The ferry, sitting low in the water, sounded its bell. Up on the bank under the bare branches of a big oak, Roscoe and Pete let out the cable, going around and around within their turnstiles. A large, iron ring hung from the carriage above the ferry in a loop of cable spanning the river to the opposite bank, secured to an oak tree on the Takenah side. A line of cable from the carriage ring separated and forked, attaching fore and aft on the ferryboat to keep it from drifting away in the strongest current at mid-point in the river.
Anora kept the coffee coming and made more soda bread. The rains held off for the day. A weak sun sent down beams of light to dance upon the ripples in the river current.
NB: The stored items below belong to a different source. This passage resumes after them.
PR #55632, opened 2025-06-09
initial build for electric

developer-guy:
Fixes:

Related:

#### For new package PRs only

**NOTE TO THE REVIEWER**:

_it didn't work until you are in `/app` folder so this is why I start the binary under `bin/electric`_

### DIFF
--- a/electric.yaml
+++ b/electric.yaml
@@ -1,0 +1,113 @@
+package:
+  name: electric
+  version: "1.0.19"
+  epoch: 0
+  description: General-purpose programming language and runtime environment
+  copyright:
+    - license: Apache-2.0
+
+environment:
+  contents:
+    packages:
+      - build-base
+      - busybox
+      - elixir
+      - erlang
+      - erlang-dev
+      - protoc
+  environment:
+    MIX_ENV: "prod"
+    MIX_TARGET: "application"
+
+pipeline:
+  - uses: git-checkout
+    with:
+      expected-commit: 543b20446747ebd9431d7175f4838bd13a7e1779
+      repository: https://github.com/electric-sql/electric
+      tag: "@core/sync-service@${{package.version}}"
+
+  - working-directory: "packages/sync-service"
+    runs: |
+      mix local.hex --force && mix local.rebar --force
+      mix deps.get
+      mix deps.update sentry
+      mix deps.compile
+      mix compile
+      mix release
+      mkdir -p ${{targets.contextdir}}/app
+      cp -r _build/application_prod/rel/electric/* ${{targets.contextdir}}/app/
+      install -Dm0755 _build/application_prod/rel/electric/bin/electric ${{targets.contextdir}}/app/bin/entrypoint
+      install -Dm755 _build/application_prod/rel/electric/bin/electric \
+        ${{targets.contextdir}}/usr/bin/electric
+
+update:
+  enabled: true
+  github:
+    identifier: electric-sql/electric
+    strip-prefix: "@core/sync-service@"
+  ignore-regex-patterns:
+    - "@core/elixir-client"
+    - "@electric-sql/y-electric"
+    - "@electric-sql/react"
+    - "@core/elixir-client"
+    - "@electric-sql/experimental"
+
+test:
+  environment:
+    contents:
+      packages:
+        - postgresql-client
+        - shadow
+        - sudo-rs
+        - postgresql
+        - curl
+        - wait-for-it
+    environment:
+      PGDATA: /tmp/test_db
+      PGUSER: wolfi
+      DATABASE_URL: "postgresql://wolfi:password@localhost:5432/testdb?sslmode=disable"
+      ELECTRIC_INSECURE: "true"
+      ELECTRIC_PORT: "5000"
+  pipeline:
+    - name: "Test database creation"
+      runs: |
+        useradd $PGUSER
+        sudo -u $PGUSER initdb -D $PGDATA
+        sudo -u $PGUSER pg_ctl -D $PGDATA -l /tmp/logfile start
+        createdb testdb
+        psql -lqt | cut -d \| -f 1 | grep -qw testdb
+    - name: "Test basic read/write operations"
+      runs: |
+        psql -d testdb -c "CREATE TABLE test_table (id SERIAL PRIMARY KEY, test_value VARCHAR(50));"
+        psql -d testdb -c "INSERT INTO test_table (test_value) VALUES ('Hello, PostgreSQL!');"
+        psql -d testdb -t -A -c "SELECT test_value FROM test_table WHERE id=1;"
+    - working-directory: /app
+      runs: |
+        set -euo pipefail
+        # avoid having error like "Electric requires wal_level >= logical."
+        psql "$DATABASE_URL" -c "ALTER SYSTEM SET wal_level = 'logical';" > /dev/null 2>&1
+        sudo -u $PGUSER pg_ctl -D /tmp/test_db restart > /dev/null 2>&1
+
+        # Run the electric binary with a simple command to ensure it starts correctly
+        bin/electric start > /tmp/electric.log 2>&1 &
+        ELECTRIC_PID=$!
+        echo "Electric service started with PID $ELECTRIC_PID"
+
+        # Wait for electric to be ready
+        wait-for-it --timeout=30 localhost:$ELECTRIC_PORT
+
+        # Check if it's up
+        status_code=$(curl -s -o /dev/null -w "%{http_code}" "http://localhost:$ELECTRIC_PORT/v1/shape?table=test_table&offset=-1")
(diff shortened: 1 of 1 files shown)


electric.yaml
```diff
@@ -0,0 +1,108 @@
...
+        psql -d testdb -t -A -c "SELECT test_value FROM test_table WHERE id=1;"
+    - working-directory: /app
+      runs: |
+        # avoid having error like "Electric requires wal_level >= logical."
+        psql "$DATABASE_URL" -c "ALTER SYSTEM SET wal_level = 'logical';"
+        sudo -u $PGUSER pg_ctl -D /tmp/test_db restart
+
+        # Run the electric binary with a simple command to ensure it starts correctly
+        bin/electric start &
+        PID=$!
```
AnmolVirdi:
```suggestion
        # avoid having error like "Electric requires wal_level >= logical."
        psql "$DATABASE_URL" -c "ALTER SYSTEM SET wal_level = 'logical';" > /dev/null 2>&1
        sudo -u $PGUSER pg_ctl -D /tmp/test_db restart > /dev/null 2>&1

        # Run the electric binary with a simple command to ensure it starts correctly
        bin/electric start > /tmp/electric.log 2>&1 &
        PID=$!
```

electric.yaml
```diff
@@ -0,0 +1,108 @@
...
+      cp -r _build/application_prod/rel/electric/* ${{targets.contextdir}}/app/
+      cp -r _build/application_prod/rel/electric/bin/electric ${{targets.contextdir}}/app/bin/entrypoint
+      install -Dm755 _build/application_prod/rel/electric/bin/electric \
+        ${{targets.contextdir}}/usr/bin/electric
+
+update:
+  enabled: true
+  github:
+    identifier: electric-sql/electric
+    strip-prefix: "@core/sync-service@"
```
AnmolVirdi, line 48: We might need to add ignore regex for `@core/elixir-client`

developer-guy: I added bunch of regex patterns, thanks!

AnmolVirdi (approved):

electric.yaml
```diff
@@ -0,0 +1,114 @@
...
+    - license: Apache-2.0
+
+environment:
+  contents:
+    packages:
+      - build-base
+      - busybox
+      - elixir
+      - erlang
+      - erlang-dev
```
tulilirockz, line 16: We need to be very much careful here, elixir and erlang can have OTP mismatch errors, I have some comments on slack about this

electric.yaml
```diff
@@ -0,0 +1,114 @@
...
+        - wait-for-it
+    environment:
+      PGDATA: /tmp/test_db
+      PGUSER: wolfi
+      DATABASE_URL: "postgresql://wolfi:password@localhost:5432/testdb?sslmode=disable"
+      ELECTRIC_INSECURE: "true"
+  pipeline:
+    - name: "Test database creation"
+      runs: |
+        useradd $PGUSER
```
tulilirockz, line 75: I believe we can do the same thing from https://github.com/wolfi-dev/os/pull/55782#discussion_r2138572054 here too, that way we remove the `shadow` dependency and we hand this off to melange to handle user creation instead

electric.yaml
```diff
@@ -0,0 +1,114 @@
...
+    runs: |
+      mix local.hex --force && mix local.rebar --force
+      mix deps.get
+      mix deps.update sentry
+      mix deps.compile
+      mix compile
+      mix release
+      mkdir -p ${{targets.contextdir}}/app
+      cp -r _build/application_prod/rel/electric/* ${{targets.contextdir}}/app/
+      cp -r _build/application_prod/rel/electric/bin/electric ${{targets.contextdir}}/app/bin/entrypoint
```
tulilirockz:
```suggestion
      install -Dm0755 _build/application_prod/rel/electric/bin/electric ${{targets.contextdir}}/app/bin/entrypoint
```

electric.yaml
```diff
@@ -0,0 +1,114 @@
...
+  - working-directory: "packages/sync-service"
+    runs: |
+      mix local.hex --force && mix local.rebar --force
+      mix deps.get
+      mix deps.update sentry
+      mix deps.compile
+      mix compile
+      mix release
+      mkdir -p ${{targets.contextdir}}/app
+      cp -r _build/application_prod/rel/electric/* ${{targets.contextdir}}/app/
```
tulilirockz, line 39:
```suggestion
      install -Dm0644 _build/application_prod/rel/electric/* ${{targets.contextdir}}/app/
```
I _think_ that works?

electric.yaml
```diff
@@ -0,0 +1,114 @@
...
+    - "@electric-sql/experimental"
+
+test:
+  environment:
+    contents:
+      packages:
+        - postgresql-client
+        - shadow
+        - sudo-rs
+        - glibc-locales
```
tulilirockz: What happens when we dont have `glibc-locales`? This seems like something that should be pulled in as a dependency directly

electric.yaml
```diff
@@ -0,0 +1,114 @@
...
+        psql -d testdb -t -A -c "SELECT test_value FROM test_table WHERE id=1;"
+    - working-directory: /app
+      runs: |
+        set -euo pipefail
+        # avoid having error like "Electric requires wal_level >= logical."
+        psql "$DATABASE_URL" -c "ALTER SYSTEM SET wal_level = 'logical';" > /dev/null 2>&1
+        sudo -u $PGUSER pg_ctl -D /tmp/test_db restart > /dev/null 2>&1
+
+        # Run the electric binary with a simple command to ensure it starts correctly
+        bin/electric start > /tmp/electric.log 2>&1 &
```
tulilirockz, line 93: Is there some way we can specify a port here? Would be handy so we can have more consistent tests (i.e. imagine if upstream changes the default port or something)

electric.yaml
```diff
@@ -0,0 +1,114 @@
...
+
+environment:
+  contents:
+    packages:
+      - build-base
+      - busybox
+      - elixir
+      - erlang
+      - erlang-dev
+      - make
```
tulilirockz: `build-base` already pulls `make` in

electric.yaml
developer-guy: yes, we can have `ELECTRIC_PORT`: https://electric-sql.com/docs/api/config#electric-port

electric.yaml
developer-guy: I tried but having other issues like:

```bash
2025/06/11 14:44:13 WARN + su - wolfi -c 'initdb -D '"'"'/tmp/test_db'"'"
2025/06/11 14:44:13 WARN su: can't change directory to '/home/wolfi': Permission denied
2025/06/11 14:44:13 WARN su: can't change directory to '/': Permission denied
```

electric.yaml
developer-guy: let's remove it to see what's gonna happen 🫠

electric.yaml
developer-guy: noted!

electric.yaml
developer-guy: build-base is required otherwise it fails and yes I confirmed that by removing it 🫠

tulilirockz: No no, I mean removing `make`, we can just get rid of `make` because we have `build-base`

electric.yaml
tulilirockz: You can use `run-as: 0` so it wont break like that

electric.yaml
developer-guy: it worked.

electric.yaml
developer-guy: I tried but had another error:

```bash
2025/06/11 18:22:21 WARN [su: authenticate] Password: su: PAM error: Authentication service cannot retrieve authentication info
```

so right now we can merge the PR maybe we can get back to this later on.

electric.yaml
```diff
@@ -0,0 +1,113 @@
...
+pipeline:
+  - uses: git-checkout
+    with:
+      expected-commit: 543b20446747ebd9431d7175f4838bd13a7e1779
+      repository: https://github.com/electric-sql/electric
+      tag: "@core/sync-service@${{package.version}}"
+
+  - working-directory: "packages/sync-service"
+    runs: |
+      mix local.hex --force && mix local.rebar --force
```
tulilirockz: You can specify
```suggestion
      mix local.hex --force && mix local.rebar rebar3 /usr/bin/rebar3
```
We might want to use our rebar3 package from wolfi for this

tulilirockz (dismissed):

electric.yaml
developer-guy: it worked just fine, thanks for the suggestion!

tulilirockz (approved):
Looks good! Maybe we can revisit this eventually to get the `environment.accounts:` thing working

PR #56821, opened 2025-06-17
chainguard-2.28: Test build openblas

xnox:
Failing with:

 "gfortran: fatal error: '-fuse-linker-plugin', but liblto_plugin.so not found"

will check if this can be packaged or not


techalchemy (approved):

xnox:
1 neutral check is still broken build on 2.28 =)

PR #56835, opened 2025-06-17
fix: renamed package and added installed container entrypoint scripts

rahulduvedi:
We're creating new package and image named `kubo` upstream project [`ipfs/kubo.`](https://github.com/ipfs/kubo)
The existing images use the `go-ipfs `and package `ipfs` naming for historical reasons, but adopting the correct upstream name improves clarity and consistency.
So renaming the packege `ipfs` to `kubo`
For more context refer to this thread [here](https://chainguard-dev.slack.com/archives/C062D52J3T9/p1750169806574819)

### DIFF
--- a/ipfs.yaml
+++ b/ipfs.yaml
@@ -7,10 +7,10 @@ package:
     - license: MIT
   dependencies:
     runtime:
+      - busybox
+      - gosu
       - "posix-libc-utils" # "getent" required
       - tini
-      - gosu
-      - busybox
     provides:
       - kubo:${{package.full-version}}
 
@@ -61,7 +61,7 @@ pipeline:
       mkdir -p ${{targets.destdir}}/data/ipfs
       mkdir -p ${{targets.destdir}}/ipfs ${{targets.destdir}}/ipns
       mkdir -p ${{targets.destdir}}/container-init.d
-      
+
       # Install container entrypoint scripts
       install -Dm755 bin/container_daemon ${{targets.destdir}}/usr/local/bin/start_ipfs
       install -Dm755 bin/container_init_run ${{targets.destdir}}/usr/local/bin/container_init_run
--- a/ipfs.yaml
+++ b/ipfs.yaml
@@ -1,15 +1,18 @@
 package:
   name: ipfs
   version: "0.35.0"
-  epoch: 2
+  epoch: 3
   description: An IPFS implementation in Go
   copyright:
     - license: MIT
   dependencies:
     runtime:
       - "posix-libc-utils" # "getent" required
+      - tini
+      - gosu
+      - busybox
     provides:
-      - kubo
+      - kubo:${{package.full-version}}
 
 environment:
   contents:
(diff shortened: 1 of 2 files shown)


ipfs.yaml
```diff
@@ -1,15 +1,18 @@
...
   version: "0.35.0"
-  epoch: 2
+  epoch: 3
   description: An IPFS implementation in Go
   copyright:
     - license: MIT
   dependencies:
     runtime:
+      - busybox
+      - gosu
```
mamccorm: Was this intentional? Dropping a shell onto the package as a runtime dependency is a significant change. Did you intend to add this at the test level to facilitate tests?

mamccorm (dismissed):
Blocking query re: addition of runtime deps at the package level

ipfs.yaml
rahulduvedi: Apologies, Yes I did added busybox to facilitate tests, Removed.
Thanks @mamccorm

kubo.yaml
```diff
@@ -1,15 +1,15 @@
 package:
-  name: ipfs
```
Dentrax, line 2: I'm confused a bit here, why we renamed the file and package? Can we add the reasoning in the PR desc?

Dentrax (changes requested):

kubo.yaml
rahulduvedi: Here is the discussion you can refer to :
https://chainguard-dev.slack.com/archives/C062D52J3T9/p1750169806574819

kubo.yaml
```diff
@@ -1,15 +1,15 @@
...
   version: "0.35.0"
-  epoch: 2
+  epoch: 3
   description: An IPFS implementation in Go
   copyright:
     - license: MIT
   dependencies:
     runtime:
+      - gosu
       - "posix-libc-utils" # "getent" required
```
Dentrax, line 11:
```suggestion
      - posix-libc-utils # "getent" required
```

kubo.yaml
```diff
@@ -1,15 +1,15 @@
...
-    provides:
-      - kubo
```
Dentrax, line 12: Should we add `ipfs=${{package.full-version}}` for backward-compatibility?

kubo.yaml
```diff
@@ -46,25 +46,55 @@ pipeline:
         golang.org/x/oauth2@v0.27.0
         github.com/pion/interceptor@v0.1.39
 
-  - runs: |
-      CGO_ENABLED=1 GOOS=$(go env GOOS) GOARCH=$(go env GOARCH) GOFLAGS=-buildvcs=false make build GOTAGS=openssl
-      install -m755 -D ./cmd/ipfs/ipfs "${{targets.destdir}}"/usr/bin/ipfs
+  - uses: go/build
+    with:
+      packages: ./cmd/ipfs
+      output: ipfs
```
Dentrax, line 54: Even though package name is `kubo`, we provide the binary as `ipfs` is that correct?

kubo.yaml
```diff
@@ -46,25 +46,55 @@ pipeline:
...
+  - name: ${{package.name}}-compat
+    description: Compatibility symlinks for IPFS container entrypoint scripts
+    dependencies:
+      runtime:
+        - ${{package.name}}
+    pipeline:
+      - runs: |
+          mkdir -p ${{targets.contextdir}}/usr/local/bin
+          ln -sf /usr/bin/start_ipfs ${{targets.contextdir}}/usr/local/bin/start_ipfs
+          ln -sf /usr/bin/container_init_run ${{targets.contextdir}}/usr/local/bin/container_init_run
```
Dentrax, line 79: Should we have another symlink for backward-compatibility? `ipfs -> kubo`.

kubo.yaml
```diff
@@ -46,25 +46,55 @@ pipeline:
...
+
+            # Verify the targets are executable
+            test -x /usr/bin/start_ipfs
+            test -x /usr/bin/container_init_run
 
 test:
+  environment:
+    contents:
+      packages:
+        - ${{package.name}}-compat
```
Dentrax: We shouldn't need to do this; if test fails without this change, its likely we did break something.
```suggestion
```

kubo.yaml
rahulduvedi: The package was wrongly named, it is not changed on upstream.
And acc to the discussion we don't need to maintain a backward-compatibility.
Please correct me if I am missing something.

kubo.yaml
rahulduvedi: Safely removed this, I will this in mind for my further work

Dentrax (dismissed):

kubo.yaml
mamccorm: +1, seems like an easy win, and a code comment above with a summary why we're adding

mritunjaysharma394 (dismissed):

mritunjaysharma394 (approved):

Near sundown, the traffic slowed. The Willa Jane sat abandoned, moored fast at the Takenah landing, her crew gone to partake of Takenah’s entertainment. Next to the bow of the Willa Jane sat the idle ferry. Her tormentor, arms folded across his chest, sat with his back against the rudder, hat pulled down over his face. Anora could hear him snoring from across the river where she stood on the porch.
A cowboy, dressed in a heavy, black canvas duster that hung to the tops of his boots, came down the bank from Takenah, leading two pack mules and his buckskin horse. Glancing up, she watched her tormentor rise slowly to his feet to crank up the ramp before he rang the bell twice. The cable lines started moving, and the ferry started across the river. Anora hung back in the shadows of the doorway, holding a bucket of goat’s milk to her chest.
The cowboy stood at the low rail to the side, watching the current pass under the raft. He had to shout to be heard, his voice echoing up and down the river. She’d heard that voice before. But where and when?